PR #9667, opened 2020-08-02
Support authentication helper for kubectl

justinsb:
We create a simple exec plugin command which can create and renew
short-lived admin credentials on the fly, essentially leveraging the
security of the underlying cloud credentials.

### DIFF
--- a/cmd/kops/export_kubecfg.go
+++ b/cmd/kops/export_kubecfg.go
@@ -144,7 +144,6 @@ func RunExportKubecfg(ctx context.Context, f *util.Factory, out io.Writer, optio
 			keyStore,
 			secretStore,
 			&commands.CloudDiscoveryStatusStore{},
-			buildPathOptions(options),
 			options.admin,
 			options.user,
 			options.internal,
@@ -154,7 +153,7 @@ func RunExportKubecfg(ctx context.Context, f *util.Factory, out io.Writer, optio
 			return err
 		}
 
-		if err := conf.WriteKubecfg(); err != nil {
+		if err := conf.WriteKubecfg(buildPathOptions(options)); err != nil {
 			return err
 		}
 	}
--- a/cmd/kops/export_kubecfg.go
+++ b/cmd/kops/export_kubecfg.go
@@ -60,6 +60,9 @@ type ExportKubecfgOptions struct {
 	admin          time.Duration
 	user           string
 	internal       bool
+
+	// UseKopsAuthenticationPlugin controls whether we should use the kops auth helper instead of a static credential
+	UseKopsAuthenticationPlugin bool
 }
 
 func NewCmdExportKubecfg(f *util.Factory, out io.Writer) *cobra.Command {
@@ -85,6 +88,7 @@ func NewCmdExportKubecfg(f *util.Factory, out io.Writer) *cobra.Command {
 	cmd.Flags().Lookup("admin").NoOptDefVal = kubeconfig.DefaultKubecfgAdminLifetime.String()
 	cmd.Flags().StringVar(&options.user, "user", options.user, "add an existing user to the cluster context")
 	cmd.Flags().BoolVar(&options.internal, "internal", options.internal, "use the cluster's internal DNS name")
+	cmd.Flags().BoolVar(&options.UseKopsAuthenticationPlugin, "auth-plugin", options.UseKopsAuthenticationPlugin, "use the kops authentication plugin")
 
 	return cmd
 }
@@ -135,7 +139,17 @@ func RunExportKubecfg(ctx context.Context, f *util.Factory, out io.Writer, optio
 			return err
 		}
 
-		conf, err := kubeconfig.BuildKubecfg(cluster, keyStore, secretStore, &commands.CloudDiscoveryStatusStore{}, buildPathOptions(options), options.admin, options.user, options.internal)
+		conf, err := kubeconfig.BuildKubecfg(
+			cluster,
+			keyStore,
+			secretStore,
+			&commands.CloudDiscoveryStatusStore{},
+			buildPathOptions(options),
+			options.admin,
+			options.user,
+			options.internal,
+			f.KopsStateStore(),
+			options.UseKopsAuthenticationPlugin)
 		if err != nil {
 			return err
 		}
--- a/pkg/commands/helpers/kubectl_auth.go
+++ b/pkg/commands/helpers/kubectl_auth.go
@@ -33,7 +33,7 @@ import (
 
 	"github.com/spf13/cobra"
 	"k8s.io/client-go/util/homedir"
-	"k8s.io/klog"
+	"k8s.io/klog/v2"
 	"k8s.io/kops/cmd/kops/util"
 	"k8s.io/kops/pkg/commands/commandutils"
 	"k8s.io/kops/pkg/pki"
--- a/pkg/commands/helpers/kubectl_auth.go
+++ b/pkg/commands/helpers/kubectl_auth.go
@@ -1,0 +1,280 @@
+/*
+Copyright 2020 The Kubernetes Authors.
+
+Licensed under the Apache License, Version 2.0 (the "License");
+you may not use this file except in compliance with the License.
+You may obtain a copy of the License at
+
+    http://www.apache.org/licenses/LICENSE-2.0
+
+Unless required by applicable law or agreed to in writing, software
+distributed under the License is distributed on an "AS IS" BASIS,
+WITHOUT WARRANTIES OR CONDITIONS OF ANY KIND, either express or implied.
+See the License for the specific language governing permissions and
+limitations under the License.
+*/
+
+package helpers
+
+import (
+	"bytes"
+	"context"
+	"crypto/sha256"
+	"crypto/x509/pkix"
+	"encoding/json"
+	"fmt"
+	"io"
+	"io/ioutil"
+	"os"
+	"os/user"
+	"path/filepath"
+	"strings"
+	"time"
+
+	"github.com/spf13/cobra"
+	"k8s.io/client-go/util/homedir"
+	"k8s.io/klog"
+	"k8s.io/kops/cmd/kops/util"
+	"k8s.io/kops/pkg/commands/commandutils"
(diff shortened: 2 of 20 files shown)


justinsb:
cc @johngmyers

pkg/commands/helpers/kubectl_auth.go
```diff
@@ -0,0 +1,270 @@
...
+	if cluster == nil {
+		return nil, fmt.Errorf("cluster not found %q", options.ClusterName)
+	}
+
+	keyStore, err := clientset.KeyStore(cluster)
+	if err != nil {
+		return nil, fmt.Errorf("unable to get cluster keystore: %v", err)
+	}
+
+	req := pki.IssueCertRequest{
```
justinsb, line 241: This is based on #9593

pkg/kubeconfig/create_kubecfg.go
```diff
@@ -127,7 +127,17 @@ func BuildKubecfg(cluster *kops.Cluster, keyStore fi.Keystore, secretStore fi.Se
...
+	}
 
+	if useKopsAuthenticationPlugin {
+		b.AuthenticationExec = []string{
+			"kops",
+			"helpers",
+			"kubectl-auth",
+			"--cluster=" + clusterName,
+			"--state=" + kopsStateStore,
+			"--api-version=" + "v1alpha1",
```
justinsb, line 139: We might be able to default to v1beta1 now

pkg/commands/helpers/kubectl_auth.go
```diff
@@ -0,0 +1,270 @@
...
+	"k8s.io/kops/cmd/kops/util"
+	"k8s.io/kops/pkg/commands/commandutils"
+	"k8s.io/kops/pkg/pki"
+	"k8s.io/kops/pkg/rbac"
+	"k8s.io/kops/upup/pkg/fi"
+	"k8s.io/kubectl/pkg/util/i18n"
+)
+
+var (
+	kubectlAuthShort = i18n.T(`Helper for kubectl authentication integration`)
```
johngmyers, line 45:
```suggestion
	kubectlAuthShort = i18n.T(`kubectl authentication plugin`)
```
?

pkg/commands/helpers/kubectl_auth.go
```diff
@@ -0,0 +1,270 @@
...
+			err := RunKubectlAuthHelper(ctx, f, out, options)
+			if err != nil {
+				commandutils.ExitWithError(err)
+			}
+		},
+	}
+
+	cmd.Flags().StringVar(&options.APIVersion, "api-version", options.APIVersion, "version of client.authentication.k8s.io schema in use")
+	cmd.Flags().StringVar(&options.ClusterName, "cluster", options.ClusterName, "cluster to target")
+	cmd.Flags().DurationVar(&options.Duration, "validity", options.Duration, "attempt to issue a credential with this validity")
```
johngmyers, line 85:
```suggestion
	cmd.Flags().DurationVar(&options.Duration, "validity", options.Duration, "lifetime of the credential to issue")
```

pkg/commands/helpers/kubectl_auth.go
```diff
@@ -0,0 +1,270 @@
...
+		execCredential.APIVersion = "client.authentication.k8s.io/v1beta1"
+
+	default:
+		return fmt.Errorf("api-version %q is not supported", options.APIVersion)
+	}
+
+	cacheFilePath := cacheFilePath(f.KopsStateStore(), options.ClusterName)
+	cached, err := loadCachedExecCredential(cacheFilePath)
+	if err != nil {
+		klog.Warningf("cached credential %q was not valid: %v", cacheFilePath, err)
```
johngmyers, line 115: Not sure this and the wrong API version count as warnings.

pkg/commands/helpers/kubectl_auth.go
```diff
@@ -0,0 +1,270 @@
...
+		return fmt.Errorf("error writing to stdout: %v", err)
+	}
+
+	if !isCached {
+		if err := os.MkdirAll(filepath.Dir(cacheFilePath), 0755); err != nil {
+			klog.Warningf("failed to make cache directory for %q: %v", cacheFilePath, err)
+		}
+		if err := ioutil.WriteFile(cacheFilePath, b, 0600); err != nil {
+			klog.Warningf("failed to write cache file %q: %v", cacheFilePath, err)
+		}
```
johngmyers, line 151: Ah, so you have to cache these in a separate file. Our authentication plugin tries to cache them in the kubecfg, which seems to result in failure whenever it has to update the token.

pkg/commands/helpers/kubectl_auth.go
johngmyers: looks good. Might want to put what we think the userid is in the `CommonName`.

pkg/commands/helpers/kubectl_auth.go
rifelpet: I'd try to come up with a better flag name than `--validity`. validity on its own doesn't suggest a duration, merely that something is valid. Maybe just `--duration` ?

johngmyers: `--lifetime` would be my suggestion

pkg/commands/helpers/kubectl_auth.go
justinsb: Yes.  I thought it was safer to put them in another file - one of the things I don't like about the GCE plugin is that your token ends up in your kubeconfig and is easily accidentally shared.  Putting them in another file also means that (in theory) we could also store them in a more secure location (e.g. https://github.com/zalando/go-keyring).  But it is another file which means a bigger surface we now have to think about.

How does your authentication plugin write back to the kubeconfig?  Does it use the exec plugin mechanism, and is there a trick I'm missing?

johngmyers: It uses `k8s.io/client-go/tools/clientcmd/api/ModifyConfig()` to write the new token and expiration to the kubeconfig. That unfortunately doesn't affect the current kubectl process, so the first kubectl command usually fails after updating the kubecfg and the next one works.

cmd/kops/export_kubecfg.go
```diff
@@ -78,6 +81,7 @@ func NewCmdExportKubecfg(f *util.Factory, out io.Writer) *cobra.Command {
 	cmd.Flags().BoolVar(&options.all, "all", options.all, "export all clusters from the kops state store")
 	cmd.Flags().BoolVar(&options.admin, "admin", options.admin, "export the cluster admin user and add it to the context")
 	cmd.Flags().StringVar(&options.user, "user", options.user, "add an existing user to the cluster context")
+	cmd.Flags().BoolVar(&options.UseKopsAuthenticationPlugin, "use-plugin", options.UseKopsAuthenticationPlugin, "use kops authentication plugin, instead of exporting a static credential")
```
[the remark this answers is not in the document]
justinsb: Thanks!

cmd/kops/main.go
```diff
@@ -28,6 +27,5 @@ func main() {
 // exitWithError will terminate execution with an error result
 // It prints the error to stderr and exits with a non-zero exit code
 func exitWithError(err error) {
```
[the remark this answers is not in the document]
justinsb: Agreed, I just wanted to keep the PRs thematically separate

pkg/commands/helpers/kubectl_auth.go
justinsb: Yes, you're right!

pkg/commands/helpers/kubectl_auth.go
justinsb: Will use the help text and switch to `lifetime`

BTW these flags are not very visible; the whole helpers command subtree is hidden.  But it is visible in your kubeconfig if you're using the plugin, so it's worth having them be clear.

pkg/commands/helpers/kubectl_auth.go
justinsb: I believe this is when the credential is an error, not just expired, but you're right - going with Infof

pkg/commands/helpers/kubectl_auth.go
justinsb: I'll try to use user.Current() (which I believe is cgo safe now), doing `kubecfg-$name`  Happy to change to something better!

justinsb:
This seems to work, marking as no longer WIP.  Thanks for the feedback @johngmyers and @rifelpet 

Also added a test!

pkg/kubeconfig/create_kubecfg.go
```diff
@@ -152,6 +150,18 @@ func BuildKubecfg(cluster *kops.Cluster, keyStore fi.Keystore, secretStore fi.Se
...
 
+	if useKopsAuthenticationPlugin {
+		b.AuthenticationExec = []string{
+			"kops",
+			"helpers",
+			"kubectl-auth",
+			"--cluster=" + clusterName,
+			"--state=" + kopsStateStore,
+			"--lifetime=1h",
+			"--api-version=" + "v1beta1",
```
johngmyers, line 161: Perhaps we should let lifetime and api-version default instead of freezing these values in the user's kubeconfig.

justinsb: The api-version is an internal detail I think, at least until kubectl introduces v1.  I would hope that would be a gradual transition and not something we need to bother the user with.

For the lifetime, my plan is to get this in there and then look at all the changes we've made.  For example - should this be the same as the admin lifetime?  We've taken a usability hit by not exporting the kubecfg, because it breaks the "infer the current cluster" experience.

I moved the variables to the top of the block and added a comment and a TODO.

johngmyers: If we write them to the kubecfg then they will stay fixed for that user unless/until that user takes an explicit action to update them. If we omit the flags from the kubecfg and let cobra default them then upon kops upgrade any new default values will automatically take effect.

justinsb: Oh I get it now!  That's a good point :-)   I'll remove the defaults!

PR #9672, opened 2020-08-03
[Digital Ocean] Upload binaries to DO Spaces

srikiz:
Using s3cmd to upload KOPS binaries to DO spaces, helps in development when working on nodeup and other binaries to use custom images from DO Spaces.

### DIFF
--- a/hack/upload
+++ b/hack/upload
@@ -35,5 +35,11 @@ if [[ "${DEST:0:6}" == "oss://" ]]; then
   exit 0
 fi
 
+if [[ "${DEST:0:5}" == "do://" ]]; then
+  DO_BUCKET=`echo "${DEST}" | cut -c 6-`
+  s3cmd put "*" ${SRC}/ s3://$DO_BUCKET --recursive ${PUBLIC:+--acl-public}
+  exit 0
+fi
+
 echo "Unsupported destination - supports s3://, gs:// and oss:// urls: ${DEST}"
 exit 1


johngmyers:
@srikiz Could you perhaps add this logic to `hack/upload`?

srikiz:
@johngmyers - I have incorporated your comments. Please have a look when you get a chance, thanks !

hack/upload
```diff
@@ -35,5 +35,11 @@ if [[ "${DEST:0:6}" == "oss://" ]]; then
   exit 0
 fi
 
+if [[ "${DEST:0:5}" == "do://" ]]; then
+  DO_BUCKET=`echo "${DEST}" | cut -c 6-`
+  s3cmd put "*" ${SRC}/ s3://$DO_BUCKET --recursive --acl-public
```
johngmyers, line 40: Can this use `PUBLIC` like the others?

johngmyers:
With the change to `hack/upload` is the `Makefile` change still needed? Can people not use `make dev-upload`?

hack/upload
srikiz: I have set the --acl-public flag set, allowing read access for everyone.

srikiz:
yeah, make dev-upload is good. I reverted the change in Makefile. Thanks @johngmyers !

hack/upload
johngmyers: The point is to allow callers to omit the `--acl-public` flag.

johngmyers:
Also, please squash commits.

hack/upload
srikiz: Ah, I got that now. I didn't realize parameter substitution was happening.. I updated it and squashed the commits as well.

# # # # #

# [ACTIVITY]
Copy all lines from the listing that contain "homedir".

# [RESPONSE TO THIS TASK]
 	"k8s.io/client-go/util/homedir"
+	"k8s.io/client-go/util/homedir"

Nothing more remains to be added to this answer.